**THE INPUT:**
::::::::

Issue #3843, opened 2016-06-15
Focus input fields after user clicks cancel in settings page and navigates to the child view again


TDA:
Currently, when the user presses `cancel` on any of the settings-child-views, once the panel is hidden, the focus is lost. So if the user clicks `change` again, the input fields are not focused.

### STR:
1. Click `change` on `display_name` in `settings` view. Notice that the input field is focused.
2. Click `cancel` on settings/display_name.
3. Click `change` on `display_name` in `settings` view again. Notice that the input field is *not* focused.

~~Kinda~~ Closely related to #3648

vladikoff:
Fixed in https://github.com/mozilla/fxa-content-server/pull/3845

PR #3845, opened 2016-06-16
feat(settings): escape key hides the current panel

### LINKED ISSUE #3648: Allow user to use esc key to close settings sections
Currently, when a Settings section has focus, pressing ```esc``` on the keyboard does nothing. We should allow the user to use esc key to close the Settings section that has focus.

TDA:
Fixes #3648, #3843
Fixes openPanel to focus on first input/button field after closing/cancelling before.
Lets user press `ESC` key to close the current panel.

@shane-tomlinson 
@vladikoff

### DIFF
--- a/app/scripts/views/mixins/settings-panel-mixin.js
+++ b/app/scripts/views/mixins/settings-panel-mixin.js
@@ -10,6 +10,7 @@ define(function (require, exports, module) {
 
   var $ = require('jquery');
   var BaseView = require('views/base');
+  var KeyCodes = require('lib/key-codes');
 
   module.exports = {
     initialize: function (options) {
@@ -17,7 +18,31 @@ define(function (require, exports, module) {
     },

::::::::

**ACTIVITY:** All the records above are to be reproduced exactly.

**EXPECTED ANSWER:**
Issue #3843, opened 2016-06-15
Focus input fields after user clicks cancel in settings page and navigates to the child view again


TDA:
Currently, when the user presses `cancel` on any of the settings-child-views, once the panel is hidden, the focus is lost. So if the user clicks `change` again, the input fields are not focused.

### STR:
1. Click `change` on `display_name` in `settings` view. Notice that the input field is focused.
2. Click `cancel` on settings/display_name.
3. Click `change` on `display_name` in `settings` view again. Notice that the input field is *not* focused.

~~Kinda~~ Closely related to #3648

vladikoff:
Fixed in https://github.com/mozilla/fxa-content-server/pull/3845

PR #3845, opened 2016-06-16
feat(settings): escape key hides the current panel

### LINKED ISSUE #3648: Allow user to use esc key to close settings sections
Currently, when a Settings section has focus, pressing ```esc``` on the keyboard does nothing. We should allow the user to use esc key to close the Settings section that has focus.

TDA:
Fixes #3648, #3843
Fixes openPanel to focus on first input/button field after closing/cancelling before.
Lets user press `ESC` key to close the current panel.

@shane-tomlinson 
@vladikoff

### DIFF
--- a/app/scripts/views/mixins/settings-panel-mixin.js
+++ b/app/scripts/views/mixins/settings-panel-mixin.js
@@ -10,6 +10,7 @@ define(function (require, exports, module) {
 
   var $ = require('jquery');
   var BaseView = require('views/base');
+  var KeyCodes = require('lib/key-codes');
 
   module.exports = {
     initialize: function (options) {
@@ -17,7 +18,31 @@ define(function (require, exports, module) {
     },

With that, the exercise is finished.